Entries taken from a collection:
□ □ □

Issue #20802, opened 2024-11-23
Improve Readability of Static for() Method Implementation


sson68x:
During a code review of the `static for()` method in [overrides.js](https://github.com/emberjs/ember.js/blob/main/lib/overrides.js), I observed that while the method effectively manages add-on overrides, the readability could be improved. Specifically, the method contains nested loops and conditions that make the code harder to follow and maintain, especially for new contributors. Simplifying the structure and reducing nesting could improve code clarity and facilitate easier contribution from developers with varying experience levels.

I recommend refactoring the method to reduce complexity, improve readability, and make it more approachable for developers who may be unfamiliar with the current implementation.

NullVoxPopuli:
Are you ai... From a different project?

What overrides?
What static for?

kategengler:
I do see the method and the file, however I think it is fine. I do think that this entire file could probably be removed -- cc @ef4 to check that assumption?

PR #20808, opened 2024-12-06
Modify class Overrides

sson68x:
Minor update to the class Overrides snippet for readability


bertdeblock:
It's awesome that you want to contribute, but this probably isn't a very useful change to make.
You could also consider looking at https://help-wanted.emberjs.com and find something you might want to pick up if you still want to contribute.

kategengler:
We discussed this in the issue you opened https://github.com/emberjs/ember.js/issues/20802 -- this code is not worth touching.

□ □ □

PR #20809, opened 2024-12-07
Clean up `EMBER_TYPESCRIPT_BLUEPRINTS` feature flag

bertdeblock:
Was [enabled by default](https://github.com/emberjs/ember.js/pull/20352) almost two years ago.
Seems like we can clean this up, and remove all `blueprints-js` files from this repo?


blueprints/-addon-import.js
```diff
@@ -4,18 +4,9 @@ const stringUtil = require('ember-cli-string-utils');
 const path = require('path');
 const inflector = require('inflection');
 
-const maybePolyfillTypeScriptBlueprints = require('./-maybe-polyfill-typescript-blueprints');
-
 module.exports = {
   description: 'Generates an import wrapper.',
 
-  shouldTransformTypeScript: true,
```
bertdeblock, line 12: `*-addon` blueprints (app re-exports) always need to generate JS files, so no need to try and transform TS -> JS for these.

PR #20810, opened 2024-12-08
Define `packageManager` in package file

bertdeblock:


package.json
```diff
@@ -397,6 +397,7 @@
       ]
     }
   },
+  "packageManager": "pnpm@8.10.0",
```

□ □ □

• [TASK ITEM] Of the entries above, how many lines hold the word "developers"? Give back only that number.

• [WRITTEN REPLY] 2